As a society we must fight back. NOW.

The bad boys must be taken out!

 

181 responses to “Shooting Advisory – A Time to ACT”


  1. All the signs of a failed state
    The revolving question. How did the guns get into the question
    So easy to go after the youth but what about the big mafia cartel that make plans for bringing the guns into the country
    What about them
    Why are did not being hunted down and thrown into jail
    As long their is a source the crime would increase


  2. Correction”how did the guns get into the country”


  3. The car looks to be a hired car.

    My imagination?


  4. Is that the only question you are capable of asking? If they did not have access to guns do you think they would not be violent? In England knives crime is on the rise, why?
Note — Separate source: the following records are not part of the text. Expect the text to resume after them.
PR #10, opened 2017-05-04
Link up processor

kurtwheeler:
This is a fairly straightforward change which just queues up a processor job after finishing a downloader job. However to support that change there was some processor discovery code that was needed. Additionally this PR ran into the difficulty of trying to import the processor dependencies into the foreman project. This was an issue because the processors now have a lot of dependencies. To work around this I am now calling the downloader task from the surveyor via the task name, rather than importing the task and calling via it's `delay()` method.


foreman/data_refinery_foreman/surveyor/external_source.py
```diff
@@ -82,6 +80,9 @@ def handle_batch(self, batch: Batch, key_values: BatchKeyValue = None):
                        "is of the type DiscoveryPipeline.")
             raise InvalidProcessedFormatError(message)
 
+        batch.internal_location = os.path.join(batch.accession_code,
+                                               batch.pipeline_required)
+
```
kurtwheeler: I'm not sure why this needed to be changed. I swear this was an issue in 3 different merge conflicts I resolved and I put it afterwards anyway. This should have already been like this, but I guess maybe I messed up one of the merge conflicts?

foreman/data_refinery_foreman/surveyor/external_source.py
```diff
@@ -31,7 +31,7 @@ class PipelineEnums(Enum):
 
 class ProcessorPipeline(PipelineEnums):
     """Pipelines which perform some kind of processing on the data."""
-    MICRO_ARRAY_TO_PCL = "MICRO_ARRAY_TO_PCL"
+    AFFY_TO_PCL = "AFFY_TO_PCL"
```
rzelayafavila: So this just to narrow it down to just AFFY platforms instead of any type of microarray?

rzelayafavila: By the way, will more attributes be added here as we add more capabilities (such as ``AGILENT_TO_PCL`` or something like that)?

foreman/data_refinery_foreman/surveyor/external_source.py
rzelayafavila: Hmm interesting - yeah, it makes sense that it should be here

foreman/data_refinery_foreman/surveyor/message_queue.py
```diff
@@ -0,0 +1,24 @@
...
+os.environ.setdefault('DJANGO_SETTINGS_MODULE',
+                      'data_refinery_workers.settings')
+
+app = Celery('data_refinery_workers')
+
+# Using a string here means the worker don't have to serialize
+# the configuration object to child processes.
+# - namespace='CELERY' means all celery-related configuration keys
+#   should have a `CELERY_` prefix.
+app.config_from_object('django.conf:settings', namespace='CELERY')
```
rzelayafavila: I think this file looks pretty good and straightforward.

foreman/data_refinery_foreman/surveyor/array_express.py
```diff
@@ -27,12 +25,13 @@ def source_type(self):
         return "ARRAY_EXPRESS"
 
     def downloader_task(self):
-        return download_array_express
+        return ("data_refinery_workers.downloaders"
+                + ".array_express.download_array_express")
```
kurtwheeler: Hmm, I'm actually not sure. The way I see it is that this is essentially a constant right now. What do you think the benefits of defining it as a constant instead of as an attribute are? Explicitness about it's status as a constant?

foreman/data_refinery_foreman/surveyor/external_source.py
kurtwheeler: Yes to both questions. Once we actually start adding lots of processors the naming conventions may need to be even more specific (such as AFFY_HGU133A and AFFY_HGU133B).

rzelayafavila: Ok, gotcha

foreman/data_refinery_foreman/surveyor/array_express.py
rzelayafavila: Yeah - I think it is better to define it as a constant up top. That way we know it is currently set at whatever value it is. I think it would not be too far-fetched for the module name to change at some point.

The weapon does not have a mind of its own.

    The other thing you and Spot On do well, ascribe labels.


  5. Well from my vantage point the guns are what the youth and criminal mind have been using to kill each other in barbados
    One can only speak to the fact and the fact reveals that guns are the weapon of choice used by the criminal
    Which begs the question who are the master minds of the sourcing of guns
    Why is there no emphasis placed on finding these criminals of sourcing who for all intent and purposes are bound and determined to destroy barbados social environment


  6. Looks like there were guns in the car.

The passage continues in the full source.